Lange Zeit kein großer Leidensdruck
Nach Voltaire ist „das Bessere der Feind des Guten”. Dieses Sprichwort kann sehr gut auf die Situation der Digitalisierung des deutschen Gesundheitssystems und seiner Versorgungseinrichtungen in den letzten beiden Jahrzehnten angewendet werden. Die gute Nachricht dabei ist: Das deutsche Gesundheitswesen gehört ohne Zweifel zu den leistungsfähigsten in der Welt. Da es aber über viele Jahre in den meisten Bereichen analog, also auf Papier, eine hervorragende Patientenversorgung sichergestellt hat, gab es auch lange Zeit keinen großen Leidensdruck, keine priorisierte Notwendigkeit, die große Veränderungen angestoßen hätte. Klar ist: Die umfassende Digitalisierung des komplexen deutschen Gesundheitswesens erfordert einen gewaltigen Veränderungsprozess. Daher lag der Fokus von Veränderungen der letzten Jahre primär auf vermeintlich einfachen, administrativen Prozessen, wobei IT bei der Patientenverwaltung, Warenwirtschaft und Abrechnung unterstützen sollte. Die klinischen Kernprozesse und medizinische Dokumentation finden jedoch weiterhin in vielen Bereichen in Form von Papierakten statt, sodass die Potenziale digitaler Prozesse und Datennutzung ungenutzt bleiben.
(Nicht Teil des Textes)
PR #870, opened 2019-01-18
Fix intermittent tests

MSP-Greg:
test_httpclient2.rb - Fix intermittent issue with Windows & OpenSSL 1.0.2 and earlier

test_iterator.rb - use relative time instead of absolute

test_resolver.rb - Appveyor intermittent - notify on Appveyor DNS lookup retries error

test_threaded_resource.rb - Travis MacOS intermittent notify

Other files have assert_in_delta parameters adjusted for variances on Travis & Appveyor

### DIFF
--- a/tests/test_httpclient2.rb
+++ b/tests/test_httpclient2.rb
@@ -4,7 +4,7 @@ class TestHttpClient2 < Test::Unit::TestCase
   class TestServer < EM::Connection
   end
 
-  TIMEOUT = (windows? ? 1.5 : 1)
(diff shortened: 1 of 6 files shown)


MSP-Greg:
Ran successfully several times in both Travis & Appveyor.  There were very infrequent errors with Appveyor when connecting to google.com using old Ruby versions...

sodabrew:
I'll land this, then you can rebase #868 so it passes more reliably?

MSP-Greg:
Will do.

PR #874, opened 2019-01-21
pure_ruby: Allow sub-second intervals for timers

Tho85:
`EventMachine::add_timer` passes the interval as int, leading to integer division and loss of sub-second intervals in the pure ruby implementation. Fix this by forcing float division.


sodabrew:
Thank you!

PR #887, opened 2019-05-09
Add support for encoded private keys, as well as certs and privates keys passed as strings (client and server side)

dmargery:
Add support to start_tls for 
- :cert & :private_key passed as strings
- :private_key_pass to decode a private key passed as a string or a file

This allows specifying cert and private_key as strings, and not only as file paths, and allows the usage of encoded private keys, whether from strings of from path.

Includes tests for certs and keys passed as strings, and a file to test  encoded private keys


sodabrew:
This is amazing! I'll review shortly.

dmargery:
Any chance for a summer review ?

raggi:
Great job - thanks!

Issue #554, opened 2014-12-26
double time for comm_inactivity_timeout


zak:
For some reason comm_inactivity_timeout doubles specified time

https://gist.github.com/zak/7920e312aa43881d190b

Sometimes get this

https://gist.github.com/zak/2a284761737cb4fee8ae

EM 1.0.3, 1.0.4
ruby 2.1.4, 2.1.3

sodabrew:
I think this may have the same root cause / resolution as #496?

sodabrew:
Resolved by #563

PR #889, opened 2019-05-24
add failing test where comm_inactivity_timeout takes too long

jolan:
Still seeing the behavior described in #554 where comm_inactivity_timeout sometimes takes twice the requested timeout value.  The code in the gist linked from there demonstrates the issue for me on multiple machines but only roughly ~5% of the time.

By reducing the timeout values by a factor of 100, it reproduces 100% of the time for me here locally.  Basically what is happening is that you request a timeout of say 15 seconds (15000000 microseconds) the heartbeat to check the inactivity time might arrive when the inactivity time is just under that value but really close e.g. 14998819 microseconds.  I've seen ranges of about 100-3500 microseconds difference.

Another heartbeat to check the inactivity won't be scheduled to arrive until the next interval so this is why it takes double the time.  So far this seems to be TLS-related.   If I disable TLS, I can't reproduce it.  Probably means the TLS overhead isn't being accounted somewhere.

I have a workaround prepared where it takes the Quantum value (default of 90000 microseconds) and adds it as a skew to the comparison but will try to find a proper fix.

### DIFF
--- a/tests/test_inactivity_timeout.rb
+++ b/tests/test_inactivity_timeout.rb
@@ -21,7 +21,7 @@ class TestInactivityTimeout < Test::Unit::TestCase
     end
 
     def test_for_real
-      start, finish = nil
+      start, finish, reason = nil
 
       timeout_start = Module.new do
         define_method :post_init do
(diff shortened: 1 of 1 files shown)


sodabrew:
> I have a workaround prepared where it takes the Quantum value (default of 90000 microseconds) and adds it as a skew to the comparison but will try to find a proper fix.

I was thinking right along these lines when I read the first paragraph!

PR #930, opened 2020-09-19
Use Ubuntu 20.04 in Actions CI, fixup ssl for tighter security

### LINKED ISSUE #926: Ubuntu 20.04, OpenSSL 3.0.0, CI
Ubuntu 20.04 is now available on Actions CI.  I believe its OpenSSL is compiled with a security level of 2.  This changes some of the minimum allowed key lengths for ciphers, and also restricts the protocols to TLSv1.2 and TLSv1.3.

Using Ubuntu 20.04, I just ran CI in my fork, and it's failing.  Hopefully, most of the errors are due to the ssl test fixtures.  Many (all?) of the same failures occur with a MinGW OpenSSL 3.0.0.alpha7 build.

Hopefully, I'll get a PR together some time between now and Labor Day...

MSP-Greg:
Ubuntu 20.04 has OpenSSL built with more strict security restrictions than earlier versions.   Fixed and moved all CI jobs to 20.04, previously on 18.04.

Update embedded cert in ssl.cpp to use SHA256 and a key length of 2048.  New cert expires on **2030-09-01**.

Small fixes in extconf.rb for Windows MinGW, especially Ruby 2.2 & 2.3.

Closes #926.


OlegSmelov:
I've confirmed eventmachine no longer crashes after this patch for me on Ubuntu 20.04.

OlegSmelov:
Expiration on `2024-09-01` sounds way too short though. When does the old one expire?

MSP-Greg:
@OlegSmelov 

Thank you for testing it.

> Expiration on 2024-09-01 sounds way too short

OpenSSL 3.0.0 defaults to building with stronger security.  I chose four years simply because I thought it likely that `SHA256 and a key length of 2048` may not meet requirements in that time span.  I suppose I could increase it to six?

OlegSmelov:
I suppose there's no expectation of real security here if we're using a default hardcoded cert, so expiration shouldn't matter. So unless OpenSSL enforces a maximum cert validity period, I suggest we use something like 100 years.

Invoker, for example, uses eventmachine 1.0.4, released in January 30, 2014, which would have stopped working in 2018 if its cert was only valid for 4 years (aaaaand if it was generated in 2014, and it probably wasn't :smile: ).

MSP-Greg:
Expiration is now 2030-09-01

ext/ssl.cpp
```diff
@@ -33,42 +33,52 @@ static X509 *DefaultCertificate = NULL;
...
-"H2Wbq11uz+6JMLpkQJH/WZ7EV59DPOicXrp0Imr73F3EXBfR7t2EQDYHPMthOA1D\n"
-"I9EtCzvV608Ze90hiJ7E3guGrGppZfJ+eUWCPgy8CZH1vRECQQDv67rwV/oU1aDo\n"
-"6/+d5nqjeW6mWkGqTnUU96jXap8EIw6B+0cUKskwx6mHJv+tEMM2748ZY7b0yBlg\n"
-"w4KDghbFAkEAz2h8PjSJG55LwqmXih1RONSgdN9hjB12LwXL1CaDh7/lkEhq0PlK\n"
-"PCAUwQSdM17Sl0Xxm2CZiekTSlwmHrtqXQJAF3+8QJwtV2sRJp8u2zVe37IeH1cJ\n"
-"xXeHyjTzqZ2803fnjN2iuZvzNr7noOA1/Kp+pFvUZUU5/0G2Ep8zolPUjQJAFA7k\n"
-"xRdLkzIx3XeNQjwnmLlncyYPRv+qaE3FMpUu7zftuZBnVCJnvXzUxP3vPgKTlzGa\n"
-"dg5XivDRfsV+okY5uQJBAMV4FesUuLQVEKb6lMs7rzZwpeGQhFDRfywJzfom2TLn\n"
-"2RdJQQ3dcgnhdVDgt5o1qkmsqQh8uJrJ9SdyLIaZQIc=\n"
+"MIIEpAIBAAKCAQEA25ZTHopLfMKYeVwZoWtDwBd1RqCJhIL7wgDy/05jzIYm8JFf\n"
```
sodabrew, line 36: I want to remove this key entirely, but I haven't sat down yet to work through it. The test suite could use a fixed cert in `tests/` or generate one on the fly. This will also help to identify any missing load-key-from-file methods when instantiating a TLS service.

MSP-Greg: Agreed.  I was looking at it in terms of getting CI to pass.  What you've mentioned (which I agree with) is a bit more work.

PR #893, opened 2019-07-09
Update for OpenSSL 1.1.1, travis

MSP-Greg:
1. Fixes #892, which was a OpenSSL issue with Ubuntu bionic 18.04.
2. Updated tests
3. RUBYOPT --jit moved to after bundle install (problems in my fork with CI)
4. Travis matrix now tests:
```
OpenSSL
1.0.1   trusty 14.04
1.0.2   xenial 16.04, osx
1.1.0   osx
1.1.1   bionic 18.04, osx/xcode
```

PR #878, opened 2019-02-17
Support compiling EventMachine on TruffleRuby

eregon:
This allows EventMachine to compile on TruffleRuby.
Although it does not run yet (e.g., `rb_thread_fd_select` is not yet implemented in TruffleRuby).

What's the status of the pure-Ruby backend? That would probably be easier to support than the C++ extension.

PR #867, opened 2019-01-07
Openssl 1.1.1 updates

MSP-Greg:
1. Updates tests and code for OpenSSL 1.1.1
2. Adds EM::OPENSSL_LIBRARY_VERSION and EM::OPENSSL_VERSION constants
3. Various updates to Travis for Ruby 2.6, change to xenial, adds MacOS, etc

PR #950, opened 2021-07-05
Starting the 1.3.0 changelog

sodabrew:
Let the release engineering begin! The main thing is to full in the changelog. I don't think there are any other issues worth waiting on. @MSP-Greg please let me know if there are any last PRs you have in mind?

### DIFF
--- a/CHANGELOG.md
+++ b/CHANGELOG.md
@@ -1,5 +1,10 @@
 # Changelog
 
+## 1.3.0 (July xx 2021)
+* Breaking: Requires Ruby 2.0 or higher and Ruby 2.2 or higher on Windows
+* Updates for Ruby 2.7 and 3.0
+* Lots more stuff, update this list
+
 ## 1.2.7 (May 12, 2018)
 * Fix segfault on large numbers of connections [#843]
 


MSP-Greg:
@sodabrew 

> I don't think there are any other issues worth waiting on.

Agreed.

> if there are any last PRs you have in mind?

No.  LGTM.  Thanks for the fix.

rkoster:
Have tested latest master and it works in our environment using ruby 3.0.1 on ubuntu bionic. Any idea on when 1.3.0 will be release?

sodabrew:
Thank you! I’m just finishing up the changelog and to make an announcement.

raggi:
Thanks Sodabrew!

rkoster:
@sodabrew any updates on the release front?

ThomasSevestre:
@sodabrew 

I've checked all commits since 1.2.7. In case it helps, here is a changelog proposition for 1.3.0 :

    ## 1.3.0 (January xx 2022)
    * Breaking: Requires Ruby 2.0 or higher and Ruby 2.2 or higher on Windows
    * Updates for Ruby 2.7, 3.0 and 3.1
    * Add support for streaming IO objects [#855]
    * TLS : openssl 1.1.1 updates [#867, #893]
    * Pure Ruby: Allow sub-second intervals for timers [#874]
    * Support compiling EventMachine on TruffleRuby [#878]
    * TLS : Add support for encoded private keys, as well as certs and privates keys passed as strings (client and server side) [#887]
    * Improve line_protocol speed [#894]
    * Pure Ruby: Fix intra-iteration element delete bug [#929]
    * TLS : fixup ssl for tighter security [#930]
    * TLS : Extend certificate length [#923]

I don't know much about windows, here are some commits that might have place in the changelog : #854, #900

PR #953, opened 2021-09-18
Fix several typos in GettingStarted.md.

ono-max:
Change `lets` to `let's` and `Is` to `is`.

### DIFF
--- a/docs/GettingStarted.md
+++ b/docs/GettingStarted.md
@@ -56,7 +56,7 @@ To install the EventMachine gem do
 
 ### Verifying your installation ###
 
-Lets verify your installation with this quick IRB session:
+Let's verify your installation with this quick IRB session:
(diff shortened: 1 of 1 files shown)


docs/GettingStarted.md
```diff
@@ -115,15 +115,15 @@ Next:
       end
     end
 
-Is the implementation of our echo server. We define a class that inherits from {EventMachine::Connection}
+is the implementation of our echo server. We define a class that inherits from {EventMachine::Connection}
```
sodabrew, line 118:
```suggestion
are the implementation of our echo server. We define a class that inherits from {EventMachine::Connection}
```

ono-max:
@sodabrew 

I've updated it. Could you check this one again? 

Thanks!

Diverse Studien und Erhebungen zum Digitalisierungsgrad des deutschen Gesundheitssystems bestätigen, dass Deutschland im Vergleich zu anderen Ländern ein Nachzügler im Bereich Gesundheit ist und es einen immensen Aufholbedarf gibt.

1.2 Es braucht Digitalisierung anstatt Elektrifizierung

Prozessanpassungen notwendig
Auf der anderen Seite sind die Potenziale einer Digitalisierung der Medizin enorm. Bereits heute klagen viele Leistungserbringer über den hohen administrativen Aufwand, dem sie sich ausgesetzt sehen. Die Chance, die die Digitalisierung bietet, ist, diesen Dokumentationsaufwand durch Automatisierung deutlich zu reduzieren, wobei es einen wesentlichen Unterschied zwischen Digitalisierung und „Elektrifizierung” gibt: Richtige Digitalisierung findet immer umfassend über eine komplette Wertschöpfungskette statt. Sie bedingt immer Prozessanpassungen, um Nutzen aus den in digitaler Form vorliegenden Daten zu ziehen. Die Vernetzung und der Einbezug aller Beteiligten spielen bei der Digitalisierung eine entscheidende Rolle. Elektrifizierung bezeichnet in diesem Zusammenhang die simple Überführung eines Bestandsprozesses in ein IT-System. Geschieht dies isoliert und nur für einen Teilbereich des gesamten Wertschöpfungsprozesses, besteht sogar die Gefahr, dass sich der Gesamtaufwand erhöht, da dann an wichtigen Übergabepunkten die Daten auf der einen Seite digital und auf der anderen Seite auf Papier vorliegen und häufig zusätzlich übertragen werden müssen, was zu Redundanzen führt. Dann besteht sogar die Gefahr, dass digitale Prozesse als Belastung statt als Erleichterung wahrgenommen werden.

1.3 Der demografische Wandel macht Digitalisierung unabdingbar

Zahlen und Fakten
Dass das deutsche Gesundheitssystem in puncto Digitalisierung grundlegend neu aufgestellt werden muss, wird spätestens klar, wenn man sich den demografischen Wandel vor Augen führt. Die Menschen in Deutschland werden immer älter. Die heutige Lebenserwartung von neugeborenen Jungen in Deutschland liegt bei 78,6 und die der Mädchen bei 83,4 Jahren. Im Vergleich dazu lag die Lebenserwartung für Neugeborene im Jahr 1960 um etwa zehn Jahre niedriger. Und dieser Trend wird sich fortsetzen: Für die Lebenserwartung bei Geburt bis 2060 werden zusätzliche drei bis acht Jahre prognostiziert [1]. Da die Geburtenrate in Deutschland bei durchschnittlich etwa 1,5 Kindern pro Frau liegt, erwarten wir eine zunehmende Alterung der deutschen Bevölkerung in den nächsten Jahren. Bis zum Jahr 2035 wird die erwerbsfähige Bevölkerung um vier bis sechs Millionen zurückgehen (ohne Nettozuwanderung würde sich die Bevölkerung im Erwerbsalter sogar um neun Millionen Menschen verringern). Die Zahl der Menschen im Alter ab 67 Jahre wird bis 2039 um fünf bis sechs Millionen wachsen, die Zahl der Menschen im Alter ab 80 Jahren wird kontinuierlich zunehmen und von 5,4 Millionen im Jahr 2018 auf 8,9 bis 10,5 Millionen in den folgenden 20 Jahren wachsen [2].